Disappointing / unfortunately not surprising. Wonder if they'll have a Ladies Wear Sale on December 6th? (École Polytechniqe)


----------



## Thompson_JM (9 Nov 2010)

cdnleaf said:
			
		

> ...Wonder if they'll have a Ladies Wear Sale on December 6th?...



Zing......

Very bad taste, and until I hear some sort of apology for it, I'll be taking my business elsewhere...

You know, you would think a little bit of market research could have gone a loooooong way here....


----------



## ModlrMike (9 Nov 2010)

Shades of when GM sold the Chevy Nova in South America. A failure to fully understand the country you're doing business in.


* Nova = No Va = doesn't go


----------



## Journeyman (9 Nov 2010)

ModlrMike said:
			
		

> Shades of when GM sold the Chevy Nova in South America. A failure to fully understand the country you're doing business in.
> 
> Nova = No Va = doesn't go


Much like the UN's Mitsubishi Pajero trucks on one tour. Apparently to the Argentine Bn, Pajero means......well, testicles   ;D


----------



## Danjanou (9 Nov 2010)

Very poor taste and already sent them a nasty gram email which I'm sure was auto deleted.  :


----------



## TimBit (9 Nov 2010)

But then, don't forget. Rememberance Day is one of the highest-grossing sales day in the NCR... ah, all those public servants honouring the memory of veterans by spending that somber day spending away... Hey, it's good for the economy! 

 :


----------



## Danjanou (9 Nov 2010)

It appears Eddie Bauer isn't the only one

http://www.majumdar.org/shopping/sears-canada-remembrance-day-sale-lest-we-forget-our-bottom-line/

Sears has also lost my business from now on.


----------



## vonGarvin (9 Nov 2010)

I would file this under "so what?"  Just as some groups were (and still are) against Sunday shopping, the consumers voted with their collective wallets.  If Eddie Bauer, Sears or Kwik-E-Mart wish to be open for business on (insert holiday name here), then so be it.


----------



## Neill McKay (9 Nov 2010)

Technoviking said:
			
		

> If Eddie Bauer, Sears or Kwik-E-Mart wish to be open for business on (insert holiday name here), then so be it.

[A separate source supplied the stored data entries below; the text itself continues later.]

PR #253, opened 2022-10-18
Fix TypeScript file generation bug

smaye81:
There are conditions where TypeScript files must be generated even if `ts` was not specified in the target out.  This is because the TypeScript files are needed for the transpilation process.

In these circumstances, the plugin should not generate actual `.ts` files.  This removes them from the `CodeGeneratorResponse`.


packages/protoplugin/src/ecmascript/schema.ts
```diff
@@ -136,10 +136,6 @@ export function createSchema(
   return {
     schema,
     getFileInfo() {
-      // TODO - If all targets are requested, but the plugin doesn't have a generateDts, we might need to
```
smaye81, line 139: Removing this comment as this has already been implemented.

packages/protoplugin/src/create-es-plugin.ts
```diff
@@ -163,8 +163,16 @@ export function createEcmaScriptPlugin(init: PluginInit): Plugin {
         }
       }
 
-      // Get all generated files
-      const files = getFileInfo();
+      // Get generated files.  If ts was specified as a target, then we want all generated files.  If ts was not
+      // specified, we still may have generated TypeScript files to assist in transpilation.  If they were
+      // generated but not specified in the target out, we shouldn't produce these files
+      // in the CodeGeneratorResponse.
```
timostamm, line 169: Very nitty, but can you wrap the comment at 80 columns?

packages/protoplugin/src/ecmascript/transpile.ts
```diff
@@ -146,5 +152,10 @@ export function transpile(
   if (err) {
     throw err;
   }
+  if (result.emitSkipped) {
+    throw Error(
+      "An problem occurred during transpilation and files were not generated.  Contact the plugin author for support."
+    );
+  }
```
timostamm, line 159: 👍

timostamm (approved):
LGTM, pending comment wrapping.

PR #254, opened 2022-10-20
fix: arbitrary imports

fubhy:
Simple fix of a typo that currently breaks code generation with arbitrary imports.


timostamm (approved):
Hah, that's a good one :laughing:

Thank you for the fix, Sebastian!

fubhy:
Oh wow that was fast. Thanks

PR #255, opened 2022-10-20
Export printable type

fubhy:


timostamm:
I felt tempted to make it public too. The rationale not to do so was to encourage keeping plugin code simple, and pass an `f: GeneratedFile` to helper functions. Can I ask about your use case?

fubhy:
I'm writing a coupler helper functions in my generator plugin for which it would be great to access this type (to type input & output in a composable manner). 

It's not a big deal if you don't expose this type because I can also derive / infer it from `f.print` parameters but it would be a bit less "hacky" to be able to access it directly.

fubhy:
I see your point though about passing around the file context everywhere. I'll have to think about that ...

It makes unit testing a bit less ergonomic tbh.

fubhy:
Exactly. I need to generate a potentially long line (schema validation), sometimes also pull in an import, etc. so I was trying to split up the logic for that a bit without adding any newlines.

timostamm:
Gotcha. Let's make it public!

Can I ask you to use the new export in [gencommon.ts](https://github.com/bufbuild/protobuf-es/blob/5490fef984969ea66e8ec6ced41b33097691b14a/packages/protoplugin/src/ecmascript/gencommon.ts#L33)?

fubhy:
Yep. Also found some other places. I guess you would want to use it there too.

timostamm (approved):
LGTM!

And to hell with their employees?


----------



## Journeyman (9 Nov 2010)

N. McKay said:
			
		

> And to hell with their employees?


Two separate issues. Remembrance Day isn't a holiday, so the employees are no more entitled to a day off than on Hallowe'en or Kick-a-Ginger Day. 

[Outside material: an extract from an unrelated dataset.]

PR #263, opened 2022-10-31
Expose helper WKT methods

smaye81:


timostamm (approved):
I think we can integrate this better in the long run, but let's do it incrementally. LGTM!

The original topic was not that Eddie Bauer was open on November 11th, but that they chose to link it to a tacky sales promotion.


----------



## Strike (9 Nov 2010)

Danjanou said:
			
		

> It appears Eddie Bauer isn't the only one
> 
> http://www.majumdar.org/shopping/sears-canada-remembrance-day-sale-lest-we-forget-our-bottom-line/
> 
> Sears has also lost my business from now on.



The Sears one is from 2008.  They probably got enough backlash that they decided not to follow that trend again.


----------



## vonGarvin (9 Nov 2010)

Journeyman said:
			
		

> Two separate issues. Remembrance Day isn't a holiday, so the employees are no more entitled to a day off than on Hallowe'en or Kick-a-Ginger Day.


Wait a minute: Kick-a-Ginger day isn't a stat holiday?  ;D


			
				Journeyman said:
			
		

> The original topic was not that Eddie Bauer was open on November 11th, but that they chose to link it to a tacky sales promotion.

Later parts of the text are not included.